SC adjourns hearing on PIL seeking stay on Rafale deal
The Supreme Court adjourned hearing on a plea seeking a stay on the Rafale fighter jet deal between India and France. A bench of Justices Ranjan Gogoi, Navin Sinha, and KM Joseph postponed the matter till October 10 after petitioner advocate ML Sharma told the bench that he wanted to file some additional documents in the case and sought an adjournment in the matter.
Sharma alleges that the deal is an 'outcome of corruption'
Sharma, in his petition, said that the inter-government agreement to buy 36 Rafale jets must be quashed as it was an "outcome of corruption" and not ratified under Article 253 (Parliament has power to make any law for implementing any inter-government agreement) of the Constitution.
Petition seeks FIR against Modi, Parrikar, Anil Ambani
The petition has also sought lodging of an FIR and prosecution of Prime Minister Narendra Modi, former Defense Minister and current Goa Chief Minister Manohar Parrikar, business tycoon Anil Ambani, and French armament firm Dassault, along with the recovery of the amount. A similar plea was filed in the SC in March seeking an independent probe and transparency into the Rafale deal.
Similar plea was filed before seeking transparency of the deal
The other plea, filed by Congress leader Tehseen S Poonawalla, had sought issuance of a direction against the Center on why the Union Cabinet's approval wasn't sought as part of the Defense Procurement Procedure (DPP) before signing the deal with France on September 23, 2016.
Brief information about the Rafale deal
Rafale deal is a defense agreement signed between India and France for the purchase of 36 Rafale fighter aircraft in a fly-away condition to upgrade process of the Indian Air Force equipment. The jet is a twin-engine Medium Multi-Role Combat Aircraft manufactured by French aerospace company Dassault Aviation. IAF had advanced a proposal to buy 126 fighter aircraft in Aug'07 and floated a tender.
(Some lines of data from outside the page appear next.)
PR #355, opened 2014-12-31
Add $arguments for after event

GrahamCampbell:
Replaces #353.

### DIFF
--- a/src/Event/After.php
+++ b/src/Event/After.php
@@ -21,7 +21,7 @@ class After extends AbstractEvent
      * @var mixed
      */
     protected $result;
-    
+
     /**
      * @var array
      */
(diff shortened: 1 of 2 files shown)


src/Event/After.php
```diff
@@ -89,4 +96,60 @@ public function setResult($result)
...
+     *
+     * @param string $key     argument key
+     * @param mixed  $default default return value
+     *
+     * @return mixed
+     */
+    public function getArgument($key, $default = null)
+    {
+        if (! array_key_exists($key, $this->arguments)) {
+            return $default;
```
frankdejonge: @GrahamCampbell ping!

GrahamCampbell: Yeh, probably. Ping @Gounlaf.

Gounlaf: Instead of a default value, you think it would be better to throw an exception ?

frankdejonge: @Gounlaf correct. The event should not be abused to transport parameters that don't affect the call.

PR #356, opened 2015-01-01
Throw a RootViolationException if the root folder does not exist and it'...

andris-sevcenko:
...s not possible to create it in Local Adapter.

### DIFF
--- a/src/Adapter/Local.php
+++ b/src/Adapter/Local.php
@@ -53,7 +53,7 @@ class Local extends AbstractAdapter
             if (is_dir($root) === false) {
                 throw new RootViolationException("The root directory does not exist and cannot be created.");
             }
-		}
+        }
 
         return realpath($root);
     }
--- a/src/Adapter/Local.php
+++ b/src/Adapter/Local.php
@@ -7,6 +7,7 @@ use FilesystemIterator;
 use Finfo;
 use League\Flysystem\AdapterInterface;
 use League\Flysystem\Config;
+use League\Flysystem\RootViolationException;
 use League\Flysystem\Util;
 use RecursiveDirectoryIterator;
 use RecursiveIteratorIterator;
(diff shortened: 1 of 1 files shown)


GrahamCampbell:
Please indent with spaces.

src/Adapter/Local.php
```diff
@@ -40,12 +41,18 @@ public function __construct($root)
      *
      * @param string $root root directory path
      *
-     * @return string real path to root
+	 * @throws RootViolationException
```
staabm: Indentation

frankdejonge:
Does is_dir return false when a dir exists and it's writable? Because that's what this implies. If not (which I think is the case), the writable check should be moved to after the first if statement.

andris-sevcenko:
Since is_dir would return false on non-existing paths, say, "/this/path/does/not/exist", the code would then try to create the non-existing path. If the path would not be writable, it would result in a warning from mkdir. Throwing an exception there, if the folder does not exist and the path is not writable, allows for a more graceful handling of it.

frankdejonge:
The problem is that you're checking for the wrong folder. A is_writable on a non-existing folder, which is what you're checking for, always results into `false`. So mkdir can, in this setup, never be called.

andris-sevcenko:
@frankdejonge Ah I see. You're right. The cleanest way to perform this check then, in my opinion, would be to suppress the errors when creating the folder and then checking if the folder exists afterwards. If not, then throw the exception so it can be handled. Does that sound OK?

frankdejonge:
@andris-sevcenko iirc, the mkdir function doesn't emit an error. Throwing an exception what it fails seems like a good idea though! :+1:

andris-sevcenko:
Suppressing errors suppresses warnings as well :)

GrahamCampbell:
Indentation is still incorrect. Also, this should be squashed to one commit.

andris-sevcenko:
Right. Will resubmit a clean pull request.

PR #357, opened 2015-01-01
Pull request/dont cache empty objects

andris-sevcenko:
Sometimes AWS S3 would return a bogus object with path set to false and no dirname key in the array, which would make AbstractCache::has() choke, because $path was set to false and, subsequently, Util::pathinfo would choke, because the array returned by pathinfo() would not have the "dirname" key set in the response array.

### DIFF
--- a/src/Cache/AbstractCache.php
+++ b/src/Cache/AbstractCache.php
@@ -70,11 +70,11 @@ abstract class AbstractCache implements CacheInterface
         $directories = [$directory];
 
         foreach ($contents as $index => $object) {
-			if (empty($object['path'])) {
-				continue;
-			}
+            if (empty($object['path'])) {
+               continue;
+            }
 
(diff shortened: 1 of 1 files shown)


frankdejonge:
@andris-sevcenko if it's AWS that does this, it should be fixed in the S3 Adapter. Also, is there more information on this? Something for me to verify? I've never had this personally.

andris-sevcenko:
I think I found the underlying issue - if you have a folder, say, "subfolder" on your S3 bucket and you use the "subfolder/" prefix, S3 returns all the files, including the containing "subfolder/". After AbstractAdapter::removePathPrefix() strips the path prefix, the object for the containing folder now contains false for "path" value which causes all the issues later on.

I agree that handing it in the Cache layer is far from optimal. I'll submit a new pull request.

PR #358, opened 2015-01-01
Check if it was possible to create the root folder (in case it was missi...

andris-sevcenko:
...ng) in Local Adapter. If not, throw an Exception.

### DIFF
--- a/src/Adapter/Local.php
+++ b/src/Adapter/Local.php
@@ -7,6 +7,7 @@ use FilesystemIterator;
 use Finfo;
 use League\Flysystem\AdapterInterface;
 use League\Flysystem\Config;
+use League\Flysystem\RootViolationException;
 use League\Flysystem\Util;
 use RecursiveDirectoryIterator;
 use RecursiveIteratorIterator;
@@ -40,12 +41,18 @@ class Local extends AbstractAdapter
      *
      * @param string $root root directory path
      *
+     * @throws RootViolationException
+     *
      * @return string real path to root
      */
     protected function ensureDirectory($root)
     {
         if (is_dir($root) === false) {
-            mkdir($root, 0755, true);
+            @mkdir($root, 0755, true);
+
+            if (is_dir($root) === false) {
+                throw new RootViolationException("The root directory does not exist and cannot be created.");
+            }
         }
 
         return realpath($root);


src/Adapter/Local.php
```diff
@@ -40,12 +41,18 @@ public function __construct($root)
...
      * @return string real path to root
      */
     protected function ensureDirectory($root)
     {
         if (is_dir($root) === false) {
-            mkdir($root, 0755, true);
+            @mkdir($root, 0755, true);
+
+            if (is_dir($root) === false) {
+                throw new RootViolationException("The root directory does not exist and cannot be created.");
```
staabm: $root should be part of the message

andris-sevcenko: I think this is a matter of opinion, as it could potentially expose information about the server.

frankdejonge:
@andris-sevcenko I've fixed it a little differently. Also, the exception class/type was wrong. The RootViolationException is only used for invalid access ('root/../../something' stuff).

andris-sevcenko:
As per http://php.net/manual/en/function.mkdir.php, this will still emit a warning if it's not possible to create a folder at the $root path. 

For example, on servers with display_errors set to on, this could botch up a JSON response, hence my suppressing errors/warnings of mkdir with @mkdir.

andris-sevcenko:
@frankdejonge any thoughts on supressing the warning generated my mkdir?

diimpp:
What if it's readonly fs? Or I just don't want it to be writable?

paq85:
Hi.
I would also like to use that adapter with a read only filesystem and this change made it impossible (?).

frankdejonge:
@andris-sevcenko sorry for the late response, been quite hectic here. Errors should be handled by the consumer of the package. In production they shouldn't be displayed, in dev they should be handled. If there's a case when a directory shouldn't be created, this should either result in a check before the adapter is created, or it should fail like it does now.

@paq85 read-only adapters are already possible. Returning false from any adapter function is valid and doesn't break the interface.

paq85:
@frankdejonge but I would have to create my own read-only Local Adapter, right?
It's not possible to use the existing one?

frankdejonge:
@paq85 I would opt not doing that but just wrapping the filesystem class and only exposing what you want, so only the "getters" and read/readStream? Should be a 10 min job including tests ;)

PR #360, opened 2015-01-02
Remove S3 objects with no path at all, that appear when using path prefi...

andris-sevcenko:
...x and listing objects.

When getting the list of objects for an S3 in a scenario where you want to list the contents of a folder/, S3 returns an object for the containing folder/ as well, resulting in an object with path set to false after AbstractAdapter::removePathPrefix() is called, which trips up the caching logic, not to mention that the containing object should not be there at all in the first place.


frankdejonge:
@andris-sevcenko which version of the AWS SDK are you using?

andris-sevcenko:
@frankdejonge 2.7.12

frankdejonge:
@andris-sevcenko reproduces and merged, thanks! :+1:

PR #361, opened 2015-01-02
Prevent duplicate listing of directories.

andris-sevcenko:
If folders are created using AWS console in an S3 bucket, they will have their own listing there and will appear in the original $listing array. This patch ensures that the folders are not listed twice, if that is the case.

### DIFF
--- a/src/Util.php
+++ b/src/Util.php
@@ -195,7 +195,11 @@ class Util
                 $parent = static::dirname($parent);
             }
 
+<<<<<<< HEAD
             if ($object['type'] == 'dir') {
+=======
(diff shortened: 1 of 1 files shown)


frankdejonge:
@andris-sevcenko sounds useful. The tests are failing, can you look into that? Since it's failing on all version, I take it you might have not run the tests locally before submitting?

andris-sevcenko:
I was in a rush and didn't run tests on this one, yeah - I'll look into that once I get home early next week.

andris-sevcenko:
Clearly my head is still jetlagged. I'll just submit a new pull request with a clean push.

What Poonawalla claimed in his plea
Poonawalla had claimed that the Defense Ministry had withdrawn the 2007 tender for procurement of 126 jets, while the deal for procurement of 36 jets was altogether a fresh procurement. Further, the deal for 126 jets was proposed by the then UPA government and 18 were to be delivered by Dassault Aviation, while 108 were to be manufactured at the Hindustan Aeronautics Limited.